On Fri, Aug 26, 2022 at 10:58:38AM +0200, Claudio Jeker wrote:
> Noticed on a route collector with >100 full feeds and well 80Mio prefixes.
> On startup the RDE slurps in a lot of messages and then slowly processes
> them. Those are mostly IMSG_UDPATE but the current code also queues
> IMSG_SESSION_DOWN, IMSG_SESSION_UP and the graceful restart imsgs.
> It does not queue IMSG_SESSION_ADD and this is a problem.
>
> If the queue of a neighbor is long then an IMSG_SESSION_DOWN can be
> delayed after processing the IMSG_SESSION_ADD which is sent when the
> session is reestablished. The result is that a peer is removed in the
> RDE that is actually active. Most noticable is that the log is filled
> with "rde_dispatch: unknown peer id XYZ".
>
> To solve this issue IMSG_SESSION_DOWN needs to be called immeditatly.
> For graceful restart the same is required. In the graceful restart case
> two messages indicate a session reset (IMSG_SESSION_STALE and the new
> IMSG_SESSION_NOGRACE). Depending on the AFI/SAFI settings in the GR
> capability either one or the other is sent when the session is reset.
>
> For the above 3 messages the RDE should stop all rib dump runners and more
> importantly flush the peer imsg queue. All those queued messages no longer
> matter.
>
> IMSG_SESSION_UP could still be handled through the queue since it is the
> first message sent after IMSG_SESSION_ADD. But I decided to also handle it
> immediatly.
>
> The graceful restart imsgs IMSG_SESSION_FLUSH and IMSG_SESSION_RESTARTED
> are there to clean up stale routes (either after a timeout or a successful
> restart). Again it is best to handle those messages immediately and clean
> up the RIB (even though a backlog of UPDATES may be present).

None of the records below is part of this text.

PR #413, opened 2026-09-18
Web: upload glTF textures without `Image.toByteData`

xvrh:
Hi, I was running into some issues with our 3D viewer running on a web build with `--wasm`. I don't have any knowledge in 3D and WebGL, so this is all advised by AI :-) I leave you judging if this make sense. Thanks a lot for this awesome package.

### Problem

On the web, the glTF importer uploads a texture in five steps:

1. The browser decodes the image.
2. The result becomes a `ui.Image`.
3. `Image.toByteData` reads the pixels back.
4. `generateMipChain` builds the mips on the CPU.
5. Each level is uploaded with `texSubImage2D`.

This causes two problems on a Wasm build.

**The pixels can be wrong.** `toByteData` reads back through Flutter's own render surface. Flutter has two open bugs there:

- A read-back larger than 5760 × 5760 is clipped (flutter/flutter#182476).
- A frame drawn during a read-back corrupts it. An animated loading spinner is enough. flutter/flutter#192770 is a draft fix.

I hit both with a model that has two 8192² textures. It rendered in pieces. No error or warning was reported. The same model renders correctly with CanvasKit and on native.

**The main thread is blocked.** The web has no isolates, so every step runs on the main thread. I measured two steps alone, on a Wasm release build:

| texture | `toByteData` | `generateMipChain` |
|---|---|---|
| 2048² | not measured | 0.7 s |
| 4096² | 0.5 s | 2.2 s |
| 8192² | 8.1 s | 8.8 s |

### Change

The web backend already has its own WebGL2 context. This PR uploads the texture there directly: `createImageBitmap`, then `texSubImage2D`, then `generateMipmap`. Flutter is not involved. The other backends return null and keep the current `dart:ui` path.

The PR also adds `Node.fromGlbBytes(maxTextureSize:)`. A larger texture is scaled down while it is decoded. The web uses `resizeWidth`. The other backends use `instantiateImageCodecWithSize`. An 8192² RGBA texture with its mips uses 341 MB of GPU memory, so an app may want a limit.

### Results

Model: 157 MB GLB, two 8192² PNG textures, 1.35 M triangles. Release builds, Chrome 152, macOS.

| | before | after |
|---|---|---|
| Wasm, import time | 28 s | 4.3 s |
| Wasm, render | in pieces | correct |
| Wasm, longest main-thread stall | 14 s | 2.1 s |
| CanvasKit, import time | 17 s | 2.3 s |

The remaining 2.1 s stall comes from the mesh, not from the textures. It is the same at 2048² and at 8192². It does not appear with CanvasKit.

A model with one 2048² JPEG imports in about 150 ms.

During the "after" runs, a second spinner was animating and I was scrolling the page. The render stayed correct.

### Open question: mip quality

Color textures use `r8g8b8a8UNormInt`. The shader converts sRGB to linear when it samples. So `generateMipChain` averages in linear light. `gl.generateMipmap` averages the stored sRGB values instead. Minified color textures should come out slightly darker. I have not compared the two results visually.

If this is not acceptable, I see two options:

- Upload color textures as `SRGB8_ALPHA8`, and remove the shader conversion for them.
- Build the mips with a small downsample pass that converts to linear first.

Normal maps keep the CPU path, because their mips must be renormalized.

`maxTextureSize` does not depend on the new upload path. I can move it to its own PR.

### Notes

- Only the runtime glTF importer changes. `.fscene` textures (`resource_realizer.dart`) and `gpuTextureFromImage` also use `toByteData`. They have the same two problems on Wasm. I left them out to keep this PR small.
- Under dart2wasm, `gl.getParameter()` does not return a Dart `num`, so `value is num` is false. `gpu_context.dart` has this pattern for `MAX_COMBINED_TEXTURE_IMAGE_UNITS`. It falls back to 32 there, which is harmless.
- On this branch, the analyzer is clean and `flutter test` passes (2168 passed, 39 skipped). Those tests run without a GPU, so they do not exercise the new web path.
- I tested the web path by hand, on the 0.23.0 sources plus this commit. The numbers above come from those runs. I did not build a web app against `master`, and I did not run `examples/smoke_render`.
- CHANGELOG: two lines under 0.24.0.


bdero:
Thanks for this, the writeup and measurements were spot on. I pushed a follow-up commit on top of yours and merged. The web backend now builds the mip chain itself with the engine's own filter, so minified textures match the other backends and normal maps take the direct path too. `.fscene` textures go through the same route, `maxTextureSize` stayed in, and your note about `getParameter` under dart2wasm was right and is fixed as well.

> In this case the imsg queue should not be flushed since there may be an
> active connection. Note: IMSG_SESSION_RESTARTED is sent based on an EoR
> marker from an IMSG_UPDATE (so it is delayed and in order because of that).
>
> With this only IMSG_UPDATE and IMSG_REFRESH are queued.
>
> I'm running this diff on the route collector and some test systems and it
> seems to solve the issue.
This reads fine to me. One comment:
> Index: rde_peer.c
> ===================================================================
> RCS file: /cvs/src/usr.sbin/bgpd/rde_peer.c,v
> retrieving revision 1.21
> diff -u -p -r1.21 rde_peer.c
> --- rde_peer.c 17 Aug 2022 15:15:26 -0000 1.21
> +++ rde_peer.c 26 Aug 2022 08:24:49 -0000
> @@ -194,7 +194,7 @@ peer_add(uint32_t id, struct peer_config
>
> if ((peer = peer_get(id))) {
> memcpy(&peer->conf, p_conf, sizeof(struct peer_config));
> - return (NULL);
> + return (peer);
In peer_init() there is a fatalx() that ensures that PEER_ID_SELF is
not present in the peer list. This no longer works with this change.
I can't tell if this sanity check is important or whether it can go.